If the massive bleeding is in the groin itself, the armpit, or the neck, then a tourniquet won’t work. Absent combat gauze you just have to try and pack the wound and put pressure on it to reduce the bleeding. If it’s in the neck put plastic on the wound to prevent air getting into the artery, potentially fatal.
If the bleeding is internal in the torso/abdomen then pressure will not work and you can only cover the wound and reassure, hoping for rapid evacuation.

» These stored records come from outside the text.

PR #164777, opened 2025-10-06
[PP] Migrate other schedules to use PipelineScheduleRuntime

H-Huang:
* __->__ #164777
* #164775

Second fix for https://github.com/pytorch/pytorch/issues/164756

This has been a TODO to make the all schedules execute using the same runtime. Now after this change, schedules will use the same logic for `_PipelineScheduleRuntime` where it adds `UNSHARD` and `RESHARD` operations to the schedules which fixes the issue mentioned above. 

image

For airway problems, your best bet is to aid by positioning using the chin lift or jaw thrust to open the airway. You have to consider c-spine when doing this but in fact unless they were blown from a height in the blast, a c-spine (neck area) injury is unlikely and the airway obstruction will kill them, so you need to position them to open the airway. If the c-spine is injured, which you can check by putting your hand under their neck when initially assessing them and checking the airway, you will need to have someone hold their head to stabilize the neck until first responders can get a collar on/spine board. That is specifically when you use the jaw thrust to open the airway, not the chin lift, because it is designed for use with a c-spine injury.
You won’t have any equipment for a surgical (crike) or mechanical intervention or to suction blood out of the airway, but you can turn them to drain the blood and mess from their mouth. Also consider the recovery position to let this all drain on an ongoing basis once you have done whatever other interventions you have to do.
For sucking chest wounds you need to cover them with plastic, even just a plastic bag or whatever is to hand, to prevent the ingress of air that will create the tension pneumothorax that will lead to progressive respiratory distress and eventually death. Check for an exit wound (more likely with a rifle wound) and cover that with plastic too. Tape the plastic down if you have tape available, or hold it in place The casualty may also be able to help and initially cover their own wound with their hand and then hold plastic in place..
Once you have done all that you need to cover the casualty to keep them warm and reassure them until you can get the attention of a medic and preferably get them rapidly evacuated to definitive care at the ER. Among all that, don’t forget your surroundings and situation and the fact that there may be secondary devices out there!